→ Your objective:
In the listing below, locate the line containing "Can you change" and the line containing "another iteration though". Output both of them and every line between, exactly as written, and nothing more.

→ The records:
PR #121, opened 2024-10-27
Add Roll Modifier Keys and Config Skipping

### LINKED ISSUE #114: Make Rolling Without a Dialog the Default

---

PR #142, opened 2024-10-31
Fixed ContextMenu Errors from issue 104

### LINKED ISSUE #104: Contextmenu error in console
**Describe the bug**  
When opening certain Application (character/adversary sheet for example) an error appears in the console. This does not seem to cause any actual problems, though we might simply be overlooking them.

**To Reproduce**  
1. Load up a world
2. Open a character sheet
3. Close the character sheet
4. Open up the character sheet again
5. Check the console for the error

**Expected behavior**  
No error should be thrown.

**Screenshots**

--

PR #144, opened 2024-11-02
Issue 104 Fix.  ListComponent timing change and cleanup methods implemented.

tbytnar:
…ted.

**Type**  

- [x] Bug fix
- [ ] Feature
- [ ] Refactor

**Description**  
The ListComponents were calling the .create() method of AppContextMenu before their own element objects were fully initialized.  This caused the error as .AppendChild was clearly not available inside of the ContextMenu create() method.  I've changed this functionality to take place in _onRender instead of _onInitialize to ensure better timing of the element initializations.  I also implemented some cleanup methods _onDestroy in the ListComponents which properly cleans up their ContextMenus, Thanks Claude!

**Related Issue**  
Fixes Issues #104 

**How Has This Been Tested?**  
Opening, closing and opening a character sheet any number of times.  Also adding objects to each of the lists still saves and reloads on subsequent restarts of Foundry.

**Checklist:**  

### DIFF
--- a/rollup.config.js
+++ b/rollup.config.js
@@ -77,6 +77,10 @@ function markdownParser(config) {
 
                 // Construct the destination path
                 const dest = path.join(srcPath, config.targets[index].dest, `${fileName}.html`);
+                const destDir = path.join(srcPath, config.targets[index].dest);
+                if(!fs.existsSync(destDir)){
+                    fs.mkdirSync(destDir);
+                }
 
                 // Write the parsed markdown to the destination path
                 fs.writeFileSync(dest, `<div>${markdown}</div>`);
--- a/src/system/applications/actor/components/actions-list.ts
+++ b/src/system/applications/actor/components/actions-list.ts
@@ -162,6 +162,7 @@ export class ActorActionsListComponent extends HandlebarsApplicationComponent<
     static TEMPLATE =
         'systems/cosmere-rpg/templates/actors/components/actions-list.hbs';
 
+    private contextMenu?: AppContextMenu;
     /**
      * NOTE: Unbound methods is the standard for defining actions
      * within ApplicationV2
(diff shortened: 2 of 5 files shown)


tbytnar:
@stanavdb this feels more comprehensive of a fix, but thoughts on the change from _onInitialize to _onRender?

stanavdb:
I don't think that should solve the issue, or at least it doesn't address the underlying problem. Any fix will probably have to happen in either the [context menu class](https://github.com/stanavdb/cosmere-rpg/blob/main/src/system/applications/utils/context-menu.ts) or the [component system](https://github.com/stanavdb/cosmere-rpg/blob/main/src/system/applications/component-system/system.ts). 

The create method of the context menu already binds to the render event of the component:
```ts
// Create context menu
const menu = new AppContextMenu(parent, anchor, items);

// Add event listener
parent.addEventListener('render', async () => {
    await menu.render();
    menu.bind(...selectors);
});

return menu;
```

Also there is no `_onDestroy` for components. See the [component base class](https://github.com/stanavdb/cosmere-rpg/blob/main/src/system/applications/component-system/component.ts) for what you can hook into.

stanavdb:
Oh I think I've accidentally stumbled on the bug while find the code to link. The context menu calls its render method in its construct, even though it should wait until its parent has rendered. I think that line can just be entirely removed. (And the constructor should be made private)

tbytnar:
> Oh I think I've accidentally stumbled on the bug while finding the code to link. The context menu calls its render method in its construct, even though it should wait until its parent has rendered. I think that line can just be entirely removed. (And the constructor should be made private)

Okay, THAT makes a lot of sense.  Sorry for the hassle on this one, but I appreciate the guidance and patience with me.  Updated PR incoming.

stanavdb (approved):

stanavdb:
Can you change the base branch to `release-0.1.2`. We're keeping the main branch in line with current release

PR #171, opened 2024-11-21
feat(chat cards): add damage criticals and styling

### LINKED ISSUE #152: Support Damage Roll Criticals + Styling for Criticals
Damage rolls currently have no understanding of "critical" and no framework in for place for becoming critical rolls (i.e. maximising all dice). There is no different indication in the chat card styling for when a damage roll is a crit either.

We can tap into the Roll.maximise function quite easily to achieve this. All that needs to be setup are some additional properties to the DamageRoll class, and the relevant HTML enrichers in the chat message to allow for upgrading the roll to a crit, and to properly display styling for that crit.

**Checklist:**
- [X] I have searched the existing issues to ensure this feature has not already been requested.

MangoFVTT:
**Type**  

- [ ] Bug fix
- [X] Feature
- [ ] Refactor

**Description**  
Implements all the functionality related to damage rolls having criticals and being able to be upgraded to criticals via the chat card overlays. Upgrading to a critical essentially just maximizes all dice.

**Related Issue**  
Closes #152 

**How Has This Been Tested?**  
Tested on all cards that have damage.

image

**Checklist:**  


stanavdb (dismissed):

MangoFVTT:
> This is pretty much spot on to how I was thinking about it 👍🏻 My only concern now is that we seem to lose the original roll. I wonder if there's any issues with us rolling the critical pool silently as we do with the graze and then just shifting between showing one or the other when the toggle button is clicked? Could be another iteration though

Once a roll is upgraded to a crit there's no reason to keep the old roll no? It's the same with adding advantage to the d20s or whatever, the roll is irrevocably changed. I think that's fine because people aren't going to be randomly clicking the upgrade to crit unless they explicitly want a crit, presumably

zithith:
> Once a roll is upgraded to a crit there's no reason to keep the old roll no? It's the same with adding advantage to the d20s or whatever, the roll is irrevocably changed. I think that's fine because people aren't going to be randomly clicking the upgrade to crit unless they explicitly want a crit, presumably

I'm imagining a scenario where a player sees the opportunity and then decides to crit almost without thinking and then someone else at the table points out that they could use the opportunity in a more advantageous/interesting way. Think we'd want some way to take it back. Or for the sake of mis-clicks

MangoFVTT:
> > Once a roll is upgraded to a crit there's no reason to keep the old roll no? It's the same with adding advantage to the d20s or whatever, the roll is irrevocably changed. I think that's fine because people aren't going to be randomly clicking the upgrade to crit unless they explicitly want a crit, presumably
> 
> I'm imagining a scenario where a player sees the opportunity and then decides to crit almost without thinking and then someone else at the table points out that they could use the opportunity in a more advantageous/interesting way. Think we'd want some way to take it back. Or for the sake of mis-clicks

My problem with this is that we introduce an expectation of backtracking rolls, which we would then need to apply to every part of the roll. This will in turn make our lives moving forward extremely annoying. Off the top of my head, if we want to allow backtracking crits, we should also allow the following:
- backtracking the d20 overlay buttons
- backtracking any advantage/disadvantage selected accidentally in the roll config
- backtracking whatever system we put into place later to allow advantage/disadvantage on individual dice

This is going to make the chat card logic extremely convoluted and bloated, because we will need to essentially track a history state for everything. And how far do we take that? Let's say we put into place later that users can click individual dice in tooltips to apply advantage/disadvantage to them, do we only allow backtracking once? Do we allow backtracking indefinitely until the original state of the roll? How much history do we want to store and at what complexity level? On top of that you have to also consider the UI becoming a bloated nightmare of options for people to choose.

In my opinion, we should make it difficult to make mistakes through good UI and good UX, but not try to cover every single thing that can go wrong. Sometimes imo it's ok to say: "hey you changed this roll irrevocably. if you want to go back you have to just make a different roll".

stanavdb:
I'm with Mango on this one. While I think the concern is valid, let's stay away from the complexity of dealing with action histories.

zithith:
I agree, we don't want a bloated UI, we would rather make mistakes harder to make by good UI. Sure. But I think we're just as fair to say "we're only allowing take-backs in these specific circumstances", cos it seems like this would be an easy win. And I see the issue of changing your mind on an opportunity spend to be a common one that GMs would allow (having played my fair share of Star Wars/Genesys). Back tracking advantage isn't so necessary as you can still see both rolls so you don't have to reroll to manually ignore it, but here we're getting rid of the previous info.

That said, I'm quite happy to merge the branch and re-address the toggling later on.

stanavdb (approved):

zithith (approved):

→ Answer for the task:
Can you change the base branch to `release-0.1.2`. We're keeping the main branch in line with current release

PR #171, opened 2024-11-21
feat(chat cards): add damage criticals and styling

### LINKED ISSUE #152: Support Damage Roll Criticals + Styling for Criticals
Damage rolls currently have no understanding of "critical" and no framework in for place for becoming critical rolls (i.e. maximising all dice). There is no different indication in the chat card styling for when a damage roll is a crit either.

We can tap into the Roll.maximise function quite easily to achieve this. All that needs to be setup are some additional properties to the DamageRoll class, and the relevant HTML enrichers in the chat message to allow for upgrading the roll to a crit, and to properly display styling for that crit.

**Checklist:**
- [X] I have searched the existing issues to ensure this feature has not already been requested.

MangoFVTT:
**Type**  

- [ ] Bug fix
- [X] Feature
- [ ] Refactor

**Description**  
Implements all the functionality related to damage rolls having criticals and being able to be upgraded to criticals via the chat card overlays. Upgrading to a critical essentially just maximizes all dice.

**Related Issue**  
Closes #152 

**How Has This Been Tested?**  
Tested on all cards that have damage.

image

**Checklist:**  


stanavdb (dismissed):

MangoFVTT:
> This is pretty much spot on to how I was thinking about it 👍🏻 My only concern now is that we seem to lose the original roll. I wonder if there's any issues with us rolling the critical pool silently as we do with the graze and then just shifting between showing one or the other when the toggle button is clicked? Could be another iteration though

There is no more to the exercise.